Most children can be managed effectively using the techniques outlined in basic behavior guidance. These basic behavior guidance techniques should form the foundation for all of the management activities provided by the dentist. Children, however, occasionally present with behavioral considerations that require more advanced techniques. The advanced behavior guidance techniques commonly used and taught in advanced pediatric dental training programs include protective stabilization, sedation, and general anesthesia. They are extensions of the overall behavior guidance continuum with the intent to facilitate the goals of communication, cooperation, and delivery of quality oral health care in the difficult patient. Appropriate diagnosis of behavior and safe and effective implementation of these techniques necessitate knowledge and experience that are generally beyond the core knowledge students receive during predoctoral dental education. While most predoctoral programs provide didactic exposure to treatment of very young children (i.e., aged birth – 2 years), patients with special health care needs, and advanced behavior guidance techniques, hands-on experience is lacking. A minority of programs provides educational experiences with these patient populations, while few provide hands-on exposure to advanced behavior guidance techniques. Dentists considering the use of these advanced behavior guidance techniques should seek additional training through a residency program, a graduate program, and/or an extensive continuing education course that involves both didactic and experiential mentored training.

Protective Stabilization

  • Description: The use of any type of protective stabilization in the treatment of infants, children, adolescents, or persons with special health care needs is a topic that concerns healthcare providers, care givers, and the public. The broad definition of protective stabilization is the restriction of patient's freedom of movement, with or without the patient's permission, to decrease risk of injury while allowing safe completion of treatment. The restriction may involve another human(s), a patient stabilization device, or a combination thereof. The use of protective stabilization has the potential to produce serious consequences, such as physical or psychological harm, loss of dignity, and violation of a patient's rights. Stabilization devices placed around the chest may restrict respirations; they must be used with caution, especially for patients with respiratory compromise (e.g., asthma) and/or who will receive medications (i.e., local anesthetics, sedatives) that can depress respirations. Because of the associated risks and possible consequences of use, the dentist is encouraged to evaluate thoroughly its use on each patient and possible alternatives. Careful, continuous monitoring of the patient is mandatory during protective stabilization.
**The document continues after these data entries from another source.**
PR #2679, opened 2019-08-21
Colcon

danielwangksu:

-----
plugin colcon: add ability to ignore packages in workspace to colcon plugin

`colcon build` supports `--packages-ignore` to explicitly specify packages
to skip for this build. This PR add the `packages-ignore`ability to snapcraft
colcon plugin

### DIFF
--- a/snapcraft/plugins/colcon.py
+++ b/snapcraft/plugins/colcon.py
@@ -178,6 +178,14 @@ class ColconPlugin(snapcraft.BasePlugin):
             "default": [],
         }
 
+        schema["properties"]["colcon-packages-ignore"] = {
+            "type": "array",
+            "minitems": 1,
+            "uniqueItems": True,
+            "items": {"type": "string"},
+            "default": [],
+        }
+
         schema["required"] = ["source"]
 
         return schema
@@ -196,6 +204,7 @@ class ColconPlugin(snapcraft.BasePlugin):
             "colcon-cmake-args",
             "colcon-catkin-cmake-args",
             "colcon-ament-cmake-args",
+            "colcon-packages-ignore",
         ]
 
     @property
@@ -642,6 +651,11 @@ class ColconPlugin(snapcraft.BasePlugin):
 
         # Finally, add any cmake-args requested from the plugin options
         colconcmd.extend(self.options.colcon_cmake_args)
+
+        if self.options.colcon_packages_ignore:
+            colconcmd.extend(
+                ["--packages-ignore"] + self.options.colcon_packages_ignore
+            )
 
         if self.options.colcon_catkin_cmake_args:
             colconcmd.extend(
--- a/tests/unit/plugins/test_colcon.py
+++ b/tests/unit/plugins/test_colcon.py
@@ -73,6 +73,7 @@ class ColconPluginTestBase(unit.TestCase):
             colcon_catkin_cmake_args = []
             colcon_ament_cmake_args = []
             build_attributes = []
+            colcon_packages_ignore = []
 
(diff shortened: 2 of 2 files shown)


danielwangksu:
@kyrofa FYI

tests/unit/plugins/test_colcon.py
```diff
@@ -1053,6 +1081,14 @@ def __eq__(self, args):
                             ".*--ament-cmake-args.*{}".format(re.escape(expected_args))
                         ),
                     )
+                if colcon_packages_ignore:
+                    expected_args = "".join(colcon_packages_ignore)
```
kyrofa: These are space-separated, are they not?

tests/unit/plugins/test_colcon.py
```diff
@@ -951,6 +970,7 @@ class BuildTestCase(ColconPluginTestBase):
 
     package_scenarios = [
         ("one package", {"colcon_packages": ["my_package"]}),
+        ("two packages", {"colcon_packages": ["my_package", "other_package"]}),
```
kyrofa: Is there a reason you added this scenario?

snapcraft/plugins/colcon.py
```diff
@@ -643,6 +652,11 @@ def _build_colcon_packages(self):
         # Finally, add any cmake-args requested from the plugin options
         colconcmd.extend(self.options.colcon_cmake_args)
 
+        if self.options.colcon_packages_ignore:
```
kyrofa: This is a bit of a nit, but can you move this above the `--cmake-args`? I'm not sure how they're written those consuming types of flags and would rather avoid this option being eaten by that one. It probably makes the most sense to have it directly following `--packages-select`.

snapcraft/plugins/colcon.py
```diff
@@ -178,6 +178,14 @@ def schema(cls):
             "default": [],
         }
 
+        schema["properties"]["colcon-packages-ignore"] = {
```
kyrofa: Please add docs for this new option as well, following the `colcon-packages` option on line 25 of this file.

tests/unit/plugins/test_colcon.py
danielwangksu: yeah you are right I will fix it

tests/unit/plugins/test_colcon.py
danielwangksu: I was trying to test if the `package-ignore` actually works by having multiple packages at first. But it is not really necessary I guess. should I remove it?

snapcraft/plugins/colcon.py
danielwangksu: sure, I will move it

snapcraft/plugins/colcon.py
danielwangksu: OK!

snapcraft/plugins/colcon.py
```diff
@@ -27,6 +27,10 @@
       List of colcon packages to build. If not specified, all packages in the
       workspace will be built. If set to an empty list ([]), no packages will
       be built, which could be useful if you only want ROS debs in the snap.
+    - colcon-packages-ignore:
+      (list of strings)
+      List of colcon packages to ignore. If not specified or set to an empty
+      list ([]), no packages will be ignore.
```
kyrofa:
```suggestion
      list ([]), no packages will be ignored.
```

sergiusens:
Thanks for the PR, mind resolving the conflicts in preparation for a merge?

PR #2692, opened 2019-08-29
internal: unknown apt packages aren't installed

stefanor:
The `is_package_installed()` function was assuming the package was known to APT. There are cases where this is not true, e.g. `lxd` isn't currently available in Debian.

Rather than having to explicitly `check build_package_is_valid()` first, just return False from `is_package_installed()`. It's almost certainly the answer you want.

-----


cjp256:
Makes sense, thank you!

Though the static tests called out an issue:
```
./snapcraft/internal/repo/_deb.py:446:16: E713 test for membership should be 'not in'
```

stefanor:
Urgh, yeah. fixed.

PR #2694, opened 2019-08-30
multipass: fix setup exception when multipass is not found in PATH 

cjp256:
In setup_multipass, there is a case where multipass installs OK, but then
the call to check the version info fails with FileNotFoundError.

The most plausible explanation is that the multipass snap installs OK,
but /snap/bin is not in the PATH, so multipass is not found. This is
easily reproduced.

When this occurs, raise SnapcraftEnvironmentError() with
an error message suggesting the user check their PATH.

Catching this exception was the straw that broke the flake8 "is too
complex" check, so move the wait loop into _wait_for_multipass_ready() -
and flip "multipass" to cls.provider_cmd for consistency.

Fixes SNAPCRAFT-10S

-----

### DIFF
--- a/snapcraft/internal/build_providers/_multipass/_multipass_command.py
+++ b/snapcraft/internal/build_providers/_multipass/_multipass_command.py
@@ -73,6 +73,31 @@ class MultipassCommand:
         )
 
     @classmethod
+    def _wait_for_multipass_ready(cls, *, echoer):
+        echoer.wrapped("Waiting for multipass...")
+        retry_count = 20
+        while retry_count:
+            try:
+                output = subprocess.check_output([cls.provider_cmd, "version"]).decode()
+            except subprocess.CalledProcessError:
+                output = ""
+            except FileNotFoundError:
+                raise SnapcraftEnvironmentError(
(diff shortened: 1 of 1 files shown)


cjp256:
Tested:
```
chris@blinkpad:~/git/snapcraft$ PATH=/home/chris/.local/bin:/home/chris/.local/bin:/usr/local/sbin:/usr/local/bin:/usr/sbin:/usr/bin:/sbin:/bin:/usr/games:/usr/local/games
chris@blinkpad:~/git/snapcraft$ /snap/bin/snapcraft snap
Support for 'multipass' needs to be set up. Would you like to do that it now? [y/N]: y
snapd is not logged in, snap install commands will use sudo
multipass (latest/beta) 0.8.0 from Canonical✓ installed
Waiting for multipass...
Failed to install Multipass: 'multipass not found - please check that it can be found in the configured PATH'
Please install manually. You can find the latest release at:
https://multipass.run
```

cjp256:
I changed the error to SnapcraftEnvironment exception, because multipass actually installed OK, just couldn't be found.

PR #2696, opened 2019-09-02
shell_utils: Add SNAPCRAFT_DEBUG_SCRIPTS env variable

mkg20001:
This allows, if enabled, to see the commands being run inside the script files.

Signed-off-by: Maciej Krüger <mkg20001@gmail.com>

-----


snapcraft/shell_utils.py
```diff
@@ -38,4 +39,8 @@ def run_script(script, **kwargs):
         print("#!/bin/sh", file=tempf)
         print(script, file=tempf)
         tempf.flush()
-        return common.run_output(["/bin/sh", tempf.name], **kwargs)
+        if "SNAPCRAFT_DEBUG_SCRIPTS" in os.environ:
+                return common.run_output(["/bin/bash", "-x", tempf.name], **kwargs)
```
cjp256: any reason for switching from `/bin/sh` to `/bin/bash`?

I wonder if something like this would be appropriate under SNAPCRAFT_ENABLE_DEVELOPER_DEBUG rather than introducing a new variable?

mkg20001: I need to use bash instead of sh, because sh doesn't support the `-x` option AFAIK (I'm wondering which one's better, `-x` (prints every command as executed) or `-v` (prints part of the script being executed as written in source)

`SNAPCRAFT_ENABLE_DEVELOPER_DEBUG` this exists? If so then that might be a better choice

mkg20001: Note that that does print every command that's being executed in a script. This might be too verbose for some cases (since it makes the general debug log less useful), so a separate flag might make sense.
I'll leave that up to the team, but separating it makes sense IMO

mkg20001: Note that that does print every command that's being executed in a script. This might be too verbose for some cases (since it makes the general debug log less useful), so a separate flag might make sense.
I'll leave that up to the team, but separating it makes sense IMO

cjp256: Makes sense, thanks.

`sh -x` should work. You may have unintended consequences by changing the shell, so I'd suggest trying it. Or simply writing the `set -x` at the top of the script.

cjp256: Also, your formatting needs to be corrected (see static test output).

mkg20001: I've turned it into setting -x inline instead of changing the shell
The variable name's fine then?

cjp256: Sorry I dropped the ball on this thread.

@sergiusens Would you agree that it would be fair to enable this for SNAPCRAFT_ENABLE_DEVELOPER_DEBUG?

snapcraft/shell_utils.py
```diff
@@ -36,6 +37,8 @@ def run_script(script, **kwargs):
     """Run the script and return the output."""
     with tempfile.NamedTemporaryFile("w+") as tempf:
         print("#!/bin/sh", file=tempf)
+        if "SNAPCRAFT_DEBUG_SCRIPTS" in os.environ:
```
cjp256, line 40:
```suggestion
        if "SNAPCRAFT_ENABLE_DEVELOPER_DEBUG" in os.environ:
```

snapcraft/shell_utils.py
```diff
@@ -36,6 +37,8 @@ def run_script(script, **kwargs):
     """Run the script and return the output."""
     with tempfile.NamedTemporaryFile("w+") as tempf:
         print("#!/bin/sh", file=tempf)
+        if "SNAPCRAFT_ENABLE_DEVELOPER_DEBUG" in os.environ:
+            return print("set -x", file=tempf)
```
sergiusens, line 41: why return?

sergiusens (changes requested):

snapcraft/shell_utils.py
sergiusens:
```suggestion
            print("set -x", file=tempf)
```
```suggestion
            return print("set -x", file=tempf)
```

sergiusens:
I see that this functionality landed in another PR already, but it is not quite right, so will need to fix considering what was discussed here

PR #2697, opened 2019-09-03
Neon extension

sergiusens:

-----

### DIFF
--- a/snapcraft/internal/project_loader/_extensions/kde_neon.py
+++ b/snapcraft/internal/project_loader/_extensions/kde_neon.py
@@ -1,0 +1,75 @@
+# -*- Mode:Python; indent-tabs-mode:nil; tab-width:4 -*-
+#
+# Copyright (C) 2018-2019 Canonical Ltd
+#
+# This program is free software: you can redistribute it and/or modify
+# it under the terms of the GNU General Public License version 3 as
+# published by the Free Software Foundation.
+#
+# This program is distributed in the hope that it will be useful,
+# but WITHOUT ANY WARRANTY; without even the implied warranty of
+# MERCHANTABILITY or FITNESS FOR A PARTICULAR PURPOSE.  See the
+# GNU General Public License for more details.
+#
+# You should have received a copy of the GNU General Public License
+# along with this program.  If not, see <http://www.gnu.org/licenses/>.
+
+# Import types and tell flake8 to ignore the "unused" List.
+
+from typing import Any, Dict, Tuple
+
+from ._extension import Extension
+
+
+_PLATFORM_SNAP = dict(core18="kde-frameworks-5-core18")
+
+
+class ExtensionImpl(Extension):
+    """The KDE Neon extension.
+
+    This extension makes it easy to assemble KDE based applications
+    using the Neon stack.
+
+    The version of Neon used is dependent on the base used to create
+    the snap.
+    """
+
+    @staticmethod
+    def get_supported_bases() -> Tuple[str, ...]:
+        return ("core18",)
+
+    @staticmethod
+    def get_supported_confinement() -> Tuple[str, ...]:
+        return ("strict", "devmode")
+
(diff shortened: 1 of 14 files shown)


snapcraft/internal/project_loader/_extensions/_utils.py
```diff
@@ -98,12 +98,9 @@ def find_extension(extension_name: str) -> Type[Extension]:
...
 
-    # This may throw an AttributeError, but that would be programmer error of whoever
-    # is hacking on extensions.
-    extension_class_name = "{}Extension".format(
-        extension_name.capitalize().replace("-", "_")
-    )
-    return getattr(extension_module, extension_class_name)
+    # Extensions have an attribute with the name of the extension
+    # class.
+    return getattr(extension_module, "ExtensionImpl")
```
cjp256: Seems a little odd to require them all to share the same name, but it works and simplifies the naming rule.

snapcraft/internal/project_loader/_extensions/kde_neon.py
```diff
@@ -0,0 +1,88 @@
...
+    def __init__(self, *, extension_name: str, yaml_data: Dict[str, Any]) -> None:
+        super().__init__(extension_name=extension_name, yaml_data=yaml_data)
+
+        platform_snap = _PLATFORM_SNAP[yaml_data.get("base")]
+        self.root_snippet = {
+            "plugs": {
+                "gtk-3-themes": {
+                    "interface": "content",
+                    "target": "$SNAP/data-dir/themes",
+                    "default-provider": "gtk-common-themes:gtk-3-themes",
```
cjp256: I assume these are shared between gtk and kde?

sergiusens: I am not totally sold on this, just put it out there, it was a proposal from @kenvandine and part of the original grand scheme.

snapcraft/internal/project_loader/_extensions/_utils.py
cjp256: As a follow up to your point on IRC.  I think the naming scheme is fine.  As implemented, it's already a requirement on the module name, with the added tweak to capitalize the class name.

I kinda liked how the plugin system found it by class type, but that's overkill and has some potential issues of its own.

I do often use class names to navigate source at times, so I'd lean to towards the naming format unless there's something technically wrong with it.  However, as it's largely a personal preference, I defer to your judgement.   :)

sergiusens:
Thanks @apachelogger I will take a look at the locale-gen bits.
We can certainly add usr/sbin and use/games.
And I will make sure I find where vlc's pulse plugins live inside the content snap and add those.

I guess this would benefit GUI users more as is now in almost all cases, we can work on another  neon-cli extension for that specific case, are there apps around that are in need of this?

apachelogger:
FWIW I'm not objecting to landing as-is, merely pointing out the deficiencies.

usr/games is used by some of the kde snaps because they internally call some helper binaries we get from staged debs which use usr/games for some reason. The vlc plugin needs to be found for output to actually work which impacts also some kde games, `kblinken` specifically comes to mind. In both cases @jriddell would know better how widely used these things are right now.
locale-gen is required for a feature that is in just about every KDE application (Help -> Switch application language)

sergiusens:
Thanks @apachelogger, I added locale-gen functionality (missing the one feature which you apparently want so I will work on that now, I wanted to understand it better), vlc plugin paths and the paths for games

cjp256:
The one thought I did have, is the environment info for SNAP_DESKTOP_RUNTIME - is that an interface?  Or would it perhaps be better if that configuration was provided by the runtime?

sergiusens:
on $SNAP_DESKTOP_RUNTIME, I thought about it, and was going for it initially, but that means that most of the common code related to snaps gets split out into all the _frameworks_, this would also require a wrapper and not be able to be offered as a command-chain as it would be an out-of-snap runnable for which we might get away with by using a wrapper and by doing so add one more level of indirection.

    Partial or complete stabilization of the patient sometimes is necessary to protect the patient, practitioner, staff, or the parent from injury while providing dental care. Protective stabilization can be performed by the dentist, staff, or parent with or without the aid of a restrictive device. The dentist always should use the least restrictive, but safe and effective, protective stabilization. The use of a mouth prop in a compliant child is not considered protective stabilization.

    The need to diagnose, treat, and protect the safety of the patient, practitioner, staff, and parent should be considered for the use of protective stabilization. The decision to use patient stabilization should take into consideration:

    1. Alternate behavior guidance modalities
    2. Dental needs of the patient
    3. The effect on the quality of dental care
    4. The patient's emotional development
    5. The patient's emotional and physical considerations

    Protective stabilization, with or without a restrictive device, performed by the dental team requires informed consent from a parent. Informed consent must be obtained and documented in the patient's record prior to use of protective stabilization. Due to the possible aversive nature of the technique, informed consent also should be obtained prior to a parent's performing protective stabilization during dental procedures. Furthermore, when appropriate, an explanation to the patient regarding the need for restraint, with an opportunity for the patient to respond, should occur.

    In the event of an unanticipated reaction to dental treatment, it is incumbent upon the practitioner to protect the patient and staff from harm. Following immediate intervention to assure safety, if techniques must be altered to continue delivery of care, the dentist must have informed consent for the alternative methods.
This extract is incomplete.